Adaptive Biotechnologies Future Earnings Per Share Growth
Risks
What could happen that would invalidate this narrative?- The company's reliance on achieving milestones with MRD pharma services and regulatory decision-making introduces uncertainty, which can impact revenue projections if expectations are not met.
- The integration of new tech platforms like the NovaSeq X is expected to improve gross margins, but delays or issues in this transition could impact cost efficiencies and earnings.
- There is a risk that the collaboration with NeoGenomics may not materialize significant volume contributions as expected due to the slow ramp and pilot nature, potentially impacting future revenue growth.
- While there is an assumption of increased ASPs due to better contracting with payers, any renegotiation or delay in contract renewals could flatten the ASP progression, affecting revenue targets.
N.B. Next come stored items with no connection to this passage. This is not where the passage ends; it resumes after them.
PR #2392, opened 2026-09-02
fix(create-mcp-use-app): drop the dead --no-git flag from help

MohammedAlkindi:
`create-mcp-use-app --help` lists `--no-git   Skip initializing a git repository`, but nothing reads that flag. `parseArgs` declares no `git` option, and with `strict: false` an unknown flag is accepted and dropped, so `--no-git` behaves exactly like omitting it. The neighbouring `--no-install` and `--no-skills` are real, both read via `argv.includes(...)` at lines 81 and 87.

a62db703 (#820) removed `tryGitInit` and its `options.git` call site to avoid scanning `node_modules`, and left the help line behind. This drops the line rather than restoring the behaviour, since that removal was deliberate.

Checks, run in `libraries/typescript`: `pnpm --filter create-mcp-use-app lint` clean, `test` 28/28 passing, `build` succeeds, and prettier reports no issues on the committed file.

---
## Summary by cubic
Removes the dead `--no-git` option from `create-mcp-use-app --help`. Git initialization was already removed, so the flag had no effect and only advertised unsupported behavior.

<sup>Written for commit c7f562e46dd4e4c4c75fc637b7126d2f3d14ee87. Summary will update on new commits.</sup>

<a href="https://cubic.dev/pr/mcp-use/mcp-use/pull/2392?utm_source=github" target="_blank" rel="noopener noreferrer" data-no-image-dialog="true"><picture><source media="(prefers-color-scheme: dark)" srcset="https://www.cubic.dev/buttons/review-in-cubic-dark.svg"><source media="(prefers-color-scheme: light)" srcset="https://www.cubic.dev/buttons/review-in-cubic-light.svg">Review in cubic</picture></a>

### DIFF
--- a/libraries/typescript/.changeset/scaffold-drop-dead-no-git-flag.md
+++ b/libraries/typescript/.changeset/scaffold-drop-dead-no-git-flag.md
@@ -1,0 +1,5 @@
+---
+"create-mcp-use-app": patch
+---
+
+Remove `--no-git` from the help output. Scaffolding stopped initializing a git repository in #820, and nothing has read the flag since, so the line described behaviour the tool no longer had.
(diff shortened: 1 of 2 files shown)


khandrew1 (approved):
Thanks for catching this!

- The company's Immune Medicine segment faced a decline due to lower Genentech amortization, and a continued focus on drug discovery without guaranteed success could adversely affect operating expenses and net margins.
Valuation
How have all the factors above been brought together to estimate a fair value?- The analysts have a consensus price target of $9.714 for Adaptive Biotechnologies based on their expectations of its future earnings growth, profit margins and other risk factors. However, there is a degree of disagreement amongst analysts, with the most bullish reporting a price target of $12.0, and the most bearish reporting a price target of just $7.0.
- In order for you to agree with the analyst's consensus, you'd need to believe that by 2028, revenues will be $319.5 million, earnings will come to $41.2 million, and it would be trading on a PE ratio of 44.1x, assuming you use a discount rate of 7.2%.
- Given the current share price of $7.49, the analyst price target of $9.71 is 22.9% higher.
- We always encourage you to reach your own conclusions though. So sense check these analyst numbers against your own assumptions and expectations based on your understanding of the business and what you believe is probable.
How well do narratives help inform your perspective?
Disclaimer
Warren A.I. is a tool utilizing a Large Language Model (LLM) that ingests data on consensus price targets, forecasted revenue and earnings figures, as well as the transcripts of earnings calls to produce qualitative analysis. The narratives produced by Warren A.I. are general in nature and are based solely on analyst data and publicly-available material published by the respective companies. These scenarios are not indicative of the company's future performance and are exploratory in nature. Simply Wall St has no position in the company(s) mentioned. Simply Wall St may provide the securities issuer or related entities with website advertising services for a fee, on an arm's length basis. These relationships have no impact on the way we conduct our business, the content we host, or how our content is served to users. The price targets and estimates used are consensus data, and do not constitute a recommendation to buy or sell any stock, and they do not take account of your objectives, or your financial situation. Note that Warren A.I.'s analysis may not factor in the latest price-sensitive company announcements or qualitative material.